> Task prompt:
Restate verbatim the span of lines below between the line with "pub struct Config" and the line with "MAX_CONSECUTIVE_TIMEOUTS: u32 = 5;", including those two lines, and only that span.

> The data:
Issue #2748, opened 2026-07-24
buzz-acp: DM replies anchor to the latest message instead of the thread root — every exchange nests one level deeper


webdevtodayjason:
## Symptom

In a 1:1 DM with a managed agent, once a thread exists, every agent reply anchors to the human's **latest comment** rather than the thread root. Each exchange therefore nests one level deeper — the user has to click-expand a sub-thread of a sub-thread of a sub-thread to follow a simple back-and-forth conversation with their own agent.

## Root cause

`crates/buzz-acp/src/queue.rs` — the human-aware reply-anchor logic documents the right intent directly above the code:

> Human-facing turns are anchored so replies stay readable at layer 1:
>   - in a thread → anchor to the thread ROOT (no depth-2 nesting)

…and `resolve_reply_anchor` implements exactly that for group channels. But the DM branch contradicts it:

```rust
let reply_anchor = if is_dm {
    thread_tags
        .root_event_id
        .is_some()
        .then(|| last_event.event.id.to_hex())   // ← anchors to the LATEST message, not the root
} else {
    resolve_reply_anchor(...)                    // ← group channels: anchors to ROOT
};
```

When the triggering DM message is inside a thread, the anchor is `last_event.event.id` — the user's newest comment — so the agent's reply becomes a child of a child, and the nesting compounds every round.

## Propose

In DMs, match the documented layer-1 rule: anchor to `thread_tags.root_event_id` when inside a thread (same as the group-channel human path). Worth discussing whether top-level DM exchanges should thread at all — a 1:1 DM arguably reads best flat, with threading reserved for explicit user-initiated threads — but the root-anchoring fix alone eliminates the compounding sub-chat nesting.

Observed on a self-hosted relay (`ghcr.io/block/buzz:main` 2026-07-24, desktop 0.4.24), desktop-managed agents, default settings. Sibling issues: #2270 (thread deafness without re-mention), and the DM mention-gate issue filed alongside this one.

muqsitnawaz:
Independent reproduction on macOS (Darwin 25.4.0), desktop-managed agent, self-hosted relay,
`main` at 63c62fcf3 — and I arrived at the same line before finding this issue.

**What the user sees:** in a 1:1 DM, a reply typed into the thread composer gets answered *one
level deeper* — the human's in-thread message grows its own `1 reply` sub-thread, and every round
adds another level. Reading a simple back-and-forth means expanding a sub-thread of a sub-thread.

[...]

Issue #2270, opened 2026-07-21
[Bug] buzz-acp agents go deaf in threads they've joined unless re-mentioned.


Ansonhkg:
> Issue generated by Kimi K3

**Describe the bug**

The buzz-acp agent harness only responds to messages that explicitly @mention the agent. Once an agent has joined a thread, follow-up replies in that thread are silently ignored unless the human re-tags the agent on every single message.

The gate exists at two levels:
1. Relay subscription — `SubscribeMode::Mentions` (the default) sets `require_mention: true` on channel filters, so the relay never even delivers untagged thread replies to the harness.
2. Rule matching — `match_event` in the filter module re-checks for the agent's `p` tag; no match → event dropped.

**To Reproduce:**

1. Start a buzz-acp agent with default config (Mentions subscribe mode) joined to a channel.
2. In that channel, send a message @mentioning the agent — it responds in a thread.
3. Reply in that same thread without tagging the agent (e.g. "yes, go ahead").
4. The agent never sees the reply — no reaction, no response. Re-tag the agent in the same thread and it responds immediately.

**Expected behavior:**

The agent should follow threads it is participating in — like Slack/Discord thread notifications — so a human can continue the conversation naturally without re-mentioning on every reply. Agents must never auto-reply to each other without an explicit mention (anti-loop invariant).

**Agreed solution direction (participation-based thread following):**

- Track per-channel "participating thread roots" in the harness — seeded when the agent is mentioned in or replies to a thread (NIP-10 `root_event_id` via the existing thread-tag parser), with TTL/LRU expiry so stale threads don't wake the agent forever.
- Widen the relay subscription in Mentions mode (drop relay-side `require_mention` for chat message kinds) and move gating fully into rule matching: queue if `mentioned(agent)` OR `root_event_id ∈ participating[channel]`.
- Anti-loop invariant: participation-follow applies to human-authored replies only; agent-authored replies still require an explicit mention. Never queue the agent's own events. The existing author gate, per-channel in-flight dedup, and fail-closed filter semantics stay unchanged.
- Config: new per-rule fields `follow_participating_threads` (default true in Mentions mode) and `follow_thread_authors = "humans" | "all"`.
- Scope: `buzz-acp` only — no relay changes, no new event kinds, no protocol changes.

**Supporting Material**

[...]

PR #2777, opened 2026-07-24
fix(acp): answer owner DMs without an explicit @mention

### LINKED ISSUE #2747: buzz-acp: agents ignore DMs unless explicitly @mentioned — mention gate has no DM exemption

webdevtodayjason:
Closes #2747.

## Problem

In a 1:1 DM with a managed agent, the agent ignored every message unless it was explicitly `@`-mentioned — even though a DM has exactly two participants and is addressed to the counterparty by definition. The result: agents look unresponsive to their own owner in DMs.

The mention gate (`require_mention`) was applied uniformly to every channel, DM included, at two levels:
- **Subscription filter** (`config.rs`): the relay-side `#p` filter dropped untagged events before they were ever delivered to the harness.
- **`match_event`** (`filter.rs`): re-checked the agent's `p` tag; no match → dropped.

Dropping only the subscription filter is insufficient — `match_event` would still drop the delivered-but-untagged DM. Both levels have to be exempted together.

## Fix

Exempt the mention gate for **owner-authored DM events**:
- The caller computes `mention_exempt = is_dm && author == owner` and threads it into `match_event`, which skips `require_mention` when set.
- DM channels' subscription filter drops the `#p` requirement so the events are delivered in the first place.
- `setup_mode` opts out (keeps its own mention requirement).

**Why owner-scoped, not a blanket DM exemption:** exempting *all* DM events would let two agents in a DM trigger each other with no mention, re-creating the thread-deafness loop that #2270 is about. Scoping to the owner means the human's DM messages auto-trigger the agent while agent-to-agent DM still requires an explicit mention — preserving the anti-loop invariant. Group channels are unchanged.

**Safety:** DM turns are already restricted to the owner and verified siblings (#2591), so this does not open agents to third-party prompting.

## Tests

- `filter.rs`: an owner-authored DM event with no `p` tag now matches (agent responds); a group-channel event with no `p` tag still does NOT match (gate preserved); a non-owner DM event still requires a mention.
- `config.rs`: the DM subscription filter drops `#p`; non-DM channels keep it.
- Full gate green: `cargo test -p buzz-acp` → 611 passed, `cargo clippy -p buzz-acp --all-targets -- -D warnings` → 0 warnings.

Sibling PR: the DM reply-anchor fix (#2748) is up alongside this. Related open issue: #2270 (thread deafness in group channels), a distinct but adjacent case.

## Checklist
- [x] `cargo test -p buzz-acp` + clippy green
- [x] Bug fix includes regression tests
- [x] No new `unwrap()` in production paths
- [x] No new `unsafe`

### DIFF
--- a/crates/buzz-acp/src/config.rs
+++ b/crates/buzz-acp/src/config.rs
@@ -482,6 +482,24 @@ pub struct ChannelFilter {
     pub require_mention: bool,
 }
 
+impl ChannelFilter {
+    /// Drop the relay-side `#p` mention filter when the channel is a DM.
+    ///
+    /// A 1:1 DM is addressed to the agent by definition, so the relay must
+    /// deliver every message in it — not just `p`-tagged ones — otherwise the
+    /// agent never sees plain (un-@mentioned) DM messages (issue #2747). This
+    /// only widens *delivery*; per-event triggering is still gated by the
+    /// inbound author gate and `match_event`, which restrict DM turns to the
+    /// owner. Group channels keep their mention filter unchanged.
+    #[must_use]
+    pub fn with_dm_exemption(mut self, is_dm: bool) -> Self {
+        if is_dm {
+            self.require_mention = false;
+        }
+        self
+    }
+}
+
 #[derive(Debug)]
 pub struct Config {
     pub keys: Keys,
@@ -1329,6 +1347,33 @@ mod tests {
     use super::*;
     use crate::filter::{ChannelScope, SubscriptionRule};
     use clap::{Parser, ValueEnum};
+
+    #[test]
+    fn test_with_dm_exemption_clears_mention_for_dm() {
+        let filter = ChannelFilter {
+            kinds: Some(vec![9]),
+            require_mention: true,
+        }
+        .with_dm_exemption(true);
+        assert!(
+            !filter.require_mention,
+            "DM must drop the relay-side #p mention filter"
+        );
+        assert_eq!(filter.kinds, Some(vec![9]), "kinds must be preserved");
+    }
+
+    #[test]
+    fn test_with_dm_exemption_preserves_mention_for_non_dm() {
+        let filter = ChannelFilter {
+            kinds: Some(vec![9]),
+            require_mention: true,
+        }
+        .with_dm_exemption(false);
+        assert!(
+            filter.require_mention,
+            "group channels keep the mention filter unchanged"
+        );
+    }
 
     /// Build a minimal Config for testing without CLI parsing.
     fn test_config(mode: SubscribeMode) -> Config {
--- a/crates/buzz-acp/src/filter.rs
+++ b/crates/buzz-acp/src/filter.rs
@@ -351,8 +351,18 @@ const MAX_CONSECUTIVE_TIMEOUTS: u32 = 5;
 /// 2. **kinds** — if non-empty, the event kind must be in the list.
 /// 3. **require_mention** — if `true`, a `p` tag matching `agent_pubkey_hex` must
 ///    exist. Tag kind is checked via `tag.as_slice()` for stable, library-independent
-///    access.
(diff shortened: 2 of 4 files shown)


svndco:
## Independent review — preferred ACP direction, one blocking edge case

I checked this out at `5250b55056bbee5f184e08cb91525eb3ccaebfcd` and verified:

- `cargo test -p buzz-acp`: **602 library + 9 integration tests passed**

This is safer than #2763 because the in-process mention exemption is owner-only, preserving the sibling-agent anti-loop boundary.

There is one blocking inconsistency in the dynamic-channel path: `is_dm_channel()` deliberately returns `true` when metadata resolution fails (fail-closed for the **author gate**), but lines 1987–1988 reuse that value to remove the relay `#p` filter, and line 2197 reuses it to exempt an owner event from `require_mention`. A transient metadata failure for a newly joined non-DM channel therefore makes that channel behave like a DM for mention matching, contradicting the stated “unknown types keep the mention filter” behavior used at startup.

Please split the two verdicts: keep `unknown => DM` for author authorization, but require positive `channel_type == "dm"` metadata for mention-filter bypass. Add a regression test proving unresolved channel type retains `require_mention`. With that adjustment, this is the ACP PR I would keep; #2763 can close as the duplicate.

webdevtodayjason:
Good catch, thanks for taking the time to actually check it out and run the gates. You're right about the dynamic path reusing the fail-closed value. Fixed in b4292e6e (new commit, didn't force push).

I split it into two checks. is_dm_channel() stays exactly as it was, fail-closed, and only gates author auth. Added is_dm_channel_confirmed() which needs channel_type == "dm" to actually resolve, and that's what gates the #p filter removal and the require_mention exemption now. Both come from one resolve_dm_verdict() call per event so they can't drift apart. The dynamic path now matches what startup was already doing with unknown types.

Added the regression test you asked for (unresolved type keeps require_mention and stays fail-closed on auth) plus coverage for the positive DM case and a resolved non-DM.

cargo test -p buzz-acp is at 614 passing, clippy -D warnings and fmt clean.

> Answer to the exercise:
 pub struct Config {
     pub keys: Keys,
@@ -1329,6 +1347,33 @@ mod tests {
     use super::*;
     use crate::filter::{ChannelScope, SubscriptionRule};
     use clap::{Parser, ValueEnum};
+
+    #[test]
+    fn test_with_dm_exemption_clears_mention_for_dm() {
+        let filter = ChannelFilter {
+            kinds: Some(vec![9]),
+            require_mention: true,
+        }
+        .with_dm_exemption(true);
+        assert!(
+            !filter.require_mention,
+            "DM must drop the relay-side #p mention filter"
+        );
+        assert_eq!(filter.kinds, Some(vec![9]), "kinds must be preserved");
+    }
+
+    #[test]
+    fn test_with_dm_exemption_preserves_mention_for_non_dm() {
+        let filter = ChannelFilter {
+            kinds: Some(vec![9]),
+            require_mention: true,
+        }
+        .with_dm_exemption(false);
+        assert!(
+            filter.require_mention,
+            "group channels keep the mention filter unchanged"
+        );
+    }
 
     /// Build a minimal Config for testing without CLI parsing.
     fn test_config(mode: SubscribeMode) -> Config {
--- a/crates/buzz-acp/src/filter.rs
+++ b/crates/buzz-acp/src/filter.rs
@@ -351,8 +351,18 @@ const MAX_CONSECUTIVE_TIMEOUTS: u32 = 5;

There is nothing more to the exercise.